Anonymous posted on Tuesday, April 01, 2003 - 6:10 pm
I have three annual assessments of two variables for husbands and wives from 71 couples: ratings of frequency of child problems (h8t-h10t for husbands and w8t-w10t for wives)and parenting satisfaction (h8psat-h10psat for husbands and w8psat-w10psat for wives). There are missing data. Because I know that there is no growth for either variable, I want to examine the intra- and cross-parent relation between averaged parenting satisfaction and averaged ratings of child problems for each parent over the 3 assessments. I want errors for husbands' ratings of child problems and wives' ratings of child problems to correlate. Here is my MPLUS syntax:
USEVARIABLES ARE h8t-h10t h8psat-h10psat w8t-w10t w8psat-w10psat; MISSING ARE ALL (-99); ANALYSIS: TYPE = MISSING H1; ITERATIONS=5000; H1ITERATIONS=5000; MODEL: hit BY h8t-h10t@1; hipsat BY h8psat-h10psat@1; wit BY w8t-w10t@1; wipsat BY w8psat-w10psat@1; hit ON hipsat wipsat; wit ON hipsat wipsat;
Here is selected output: Chi-Square Test of Model Fit
Value 101.594 Degrees of Freedom 56 P-Value 0.0002
Chi-Square Test of Model Fit for the Baseline Model
Value 383.150 Degrees of Freedom 66 P-Value 0.0000
My question involves the stated 56 degrees of freedom for the chi-square test of model fit. There are 12 observed scores, giving (12x13)/2 = 78 parameters. The output says I have 34 free parameters, and the tech1 output confirms this:
I would think this model would give me 78-34=44 degrees of freedom, but I get 56 df. P. 36 of the manual says that MEANSTRUCTURE is included by default in MISSING analyses. Am I correct in assuming that the discrepancy between the reported 56 df and the expected 44 df is that the intercept parameters (NU 1-12) are not really included as parameters?
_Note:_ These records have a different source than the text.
PR #4871, opened 2022-12-26
Remove KV from Graveler types

nopcoder:
Cleanup naming as previously we had KV and DB implementation of these types.

In order to keep the PR small - didn't remove the KV naming from `actions` and `auth`.


eden-ohana (approved):
LGTM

I ran the problem in LISREL 8.53 and get nearly identical results with 56 df and no intercept parameters.
The means are both part of your sample statistics and also part of your estimates. Note that there are twelve free parameters in the nu matrix. So your sample statistis are 78 + 12 = 90 - 34 = 56. If you ran the problem without means, you would have 78 - 22 = 56. Please let me know if this does not answer your question.
Anonymous posted on Wednesday, April 02, 2003 - 5:32 pm
I can easily get the analysis I want (without means) by dropping the TYPE=MISSING entry in the ANALYSIS section. How can I use the MISSING option and run the problem without means? I have tried setting the intercepts and means of the latent variables to 0, get the identification of the estimated parameters I want, but the estimates themselves are off. Is this a scaling issue?
You cannot run the MISSING analysis without means. Means are required for this estimation. However, having unstructured means as part of the model does not affect the results. These means are estimated as the sample values. You can try this out without missing to show yourself. Fixing the means to zero is not correct.
Anonymous posted on Wednesday, April 02, 2003 - 9:27 pm
Thank you. I now see that the structure of the output from Mplus and LISREL differs because Mplus requires the means for estimation. Parameter estimates themselves are nearly identical in the two programs.